# im a level one coach



## traditionalbows (Sep 11, 2008)

im a level one anyone else got a rank?


----------



## Robinhooder3 (Jun 18, 2008)

so that 3d shoot was awsome wasn't it tb????


----------



## traditionalbows (Sep 11, 2008)

indeed


----------



## PA3-DArcher4 (Nov 5, 2008)

whats that mean?


----------



## Xcreekarchery1 (Aug 7, 2007)

ya ima 2(not to oneup you, sorry). i got 1 and 2 easily cause there pretty much the same


----------



## PA3-DArcher4 (Nov 5, 2008)

whats a level one coach????


----------



## whispershooter (Nov 12, 2005)

I am a level 2 instructor


----------



## therazor302 (Jun 2, 2008)

PA3-DArcher4 said:


> whats a level one coach????


It means you can teach at camps and such.
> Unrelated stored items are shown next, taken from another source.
PR #637, opened 2020-04-17
test fix: test download pcaps (fixes #543)

### LINKED ISSUE #543: Revive pcap tests
@mikesbrown says:
> This was a side feature before that now is more important. There were 3 tests, and I think we can bring them back. The tests will take some time to work on to find proper flows with different test data. Note that this is to test integration points, not exhaustively test pcap handling.

mikesbrown:
Add integration tests for downloading packet captures. The tests are
accomplished by uploading data, running zql to find a deterministic
connection (can't use UID), clicking a cell, and downloading the packet
capture. In CI the files are put into a directory, where we can examine
the file's MD5.

In older times, there was a bug where a null-duration connection's pcap
could not be downloaded. That has since been fixed, so that test is
enabled.

### DIFF
--- a/itest/lib/app.js
+++ b/itest/lib/app.js
@@ -275,6 +275,9 @@ export const waitUntilDownloadFinished = async (app: Application) =>
     )
   })
 
+export const pcapsDir = async (app: Application) =>
+  await app.electron.remote.app.getPath("temp")
+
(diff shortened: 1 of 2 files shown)


mikesbrown:
All the work that's now on master has allowed this to be stable.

You can get it at 15 if I'm correct and you can get two at 18 and 3 at 21 with at least a year in between 2 and 3.

It's complicated stuff.


----------



## kegan (Aug 28, 2006)

You need to be "certified" to teach archery? Are you serious?


----------



## PA3-DArcher4 (Nov 5, 2008)

kegan said:


> You need to be "certified" to teach archery? Are you serious?


thats what I think!


----------



## therazor302 (Jun 2, 2008)

kegan said:


> You need to be "certified" to teach archery? Are you serious?


To teach the B.E.S.T system and be safe. It's a JOAD thing, you can be a programmer but no one will listen to you unless you are a certified teacher.


----------



## kc hay seed (Jul 12, 2007)

i have a few titles my wife has given me some of them are pretty rank.


----------



## david_h_30170 (Dec 14, 2008)

Our local 4-H sent me for my level one instructor certificate. Our 4-h head coach has a level three, I think


----------



## kegan (Aug 28, 2006)

therazor302 said:


> To teach the B.E.S.T system and be safe. It's a JOAD thing, you can be a programmer but no one will listen to you unless you are a certified teacher.
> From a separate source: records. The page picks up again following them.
Issue #575, opened 2020-04-08
Store ingest errors in redux


jameskerr:
Right now we store the ingest data in the space object. We could add an errors array there.

Or we can make a new reducer call the 'ingests' reducer. This could then store the progress, and any errors it encountered. We'd have to index it by cluster and space just like we're doing now with the 'spaces' reducer.

I might like the second idea more.

PR #643, opened 2020-04-17
Save ingest warnings in space state

jameskerr:
Fixes: #575 

Store the ingest warnings in the redux store under the space. This works fine since a space is only ever allowed to be ingested into once. We may have to refactor where we put these errors in the future.


jameskerr:
Merging this because the test that is failing is unrelated to this PR and is known to be flaky.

I've taught several people how to shoot a longbow- didn't seem like they weren't listenning to me...


----------



## therazor302 (Jun 2, 2008)

kegan said:


> I've taught several people how to shoot a longbow- didn't seem like they weren't listenning to me...
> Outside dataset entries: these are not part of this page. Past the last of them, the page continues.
PR #646, opened 2020-04-18
ci fix: properly handle windows paths in bash

### LINKED ISSUE #641: windows node cache slowing down CI
Looking at a long running Windows build, I noticed this in the npm cache action:

Cache Size: ~1485 MB (1557289122 B)

We tried to address this with https://github.com/brimsec/brim/pull/590 , and that definitely helped the macos builds.

mikesbrown:
Fixes #641 

Adjust how the npm cache directory is expanded. We need to quote it in
bash so that "\\" is not quashed. But it's not possible to directly quote
the Github action expression, because the running shell will attempt to
expand it using normal shell expansion rules. That means this doesn't
work:
```
  - run: rm -rf "${{ foo.bar }}"
```
Also,
```
  - run: rm -rf ${{ foo.bar }}
```
will not work in some cases, like if foo.bar is a Windows path. If
foo.bar is "c:\foo", the shell will turn that into "c:foo".

The fix is to assign an environment variable from the expression
directly, then quote the environment variable in the shell.

To force using a new, smaller cache, change the cache name.

### DIFF
--- a/.github/workflows/ci.yml
+++ b/.github/workflows/ci.yml
@@ -19,17 +19,19 @@ jobs:
       id: set-npm-cache-dir
       run: echo "::set-output name=npm_cache_dir::$(npm config get cache)"
     - name: Clear Extraneous Runner Cache
-      # The macos Github runner has 1G of NPM cache that we don't need.
-      # Clear it before we create our own cache to prevent slower build
-      # times. See https://github.com/brimsec/brim/pull/590
-      run: |
-          cachedir=${{ steps.set-npm-cache-dir.outputs.npm_cache_dir }}
-          rm -rf "${cachedir:?}"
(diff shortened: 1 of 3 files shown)


mikesbrown:
Please witness the following similar bits of text in all 6 checks:
```
Run actions/cache@v1
Cache Size: ~78 MB (82009008 B)
C:\windows\System32\tar.exe -xz -f D:\a\_temp\548ee660-35ba-46e4-acd3-ab18b323eaf5\cache.tgz -C C:\npm\cache
Cache restored from key: Windows-build-cache-node-modules-ci-v4-12.x-be6690a8d42b2b8d5700f716107b2c835243536b74e6fce38acf128392831359
```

I meant to say people won't hire you. Idk lol it's a JOAD thing. If you want to teach someone under a group that is titled JOAD then you need one of these Coaching Certificates.


----------



## kegan (Aug 28, 2006)

therazor302 said:


> I meant to say people won't hire you. Idk lol it's a JOAD thing. If you want to teach someone under a group that is titled JOAD then you need one of these Coaching Certificates.


Ohhhhhhhhhh!

That makes perfect sense then.


----------



## PA3-DArcher4 (Nov 5, 2008)

kegan said:


> Ohhhhhhhhhh!
> 
> That makes perfect sense then.




yeaah...same here


----------



## therazor302 (Jun 2, 2008)

kegan said:


> Ohhhhhhhhhh!
> 
> That makes perfect sense then.


I sense sarcasm

=P lol


----------



## traditionalbow (Dec 18, 2008)

thats kool


----------



## kegan (Aug 28, 2006)

therazor302 said:


> I sense sarcasm
> 
> =P lol


Not at all. It does make perfect sense. I wasn't thinking about someone being _hired_ to instruct on archery. Nothing but sincere.


----------



## therazor302 (Jun 2, 2008)

Alrighty then, ya it's just a weird thing you need for the JOAD system. There are some paid coaches and to start up your own JOAD group you need to be a certain level coach. It's the "politics" side of archery.


----------



## kegan (Aug 28, 2006)

I'm guessing JOAD and what not are more target-archery related groups, correct?


----------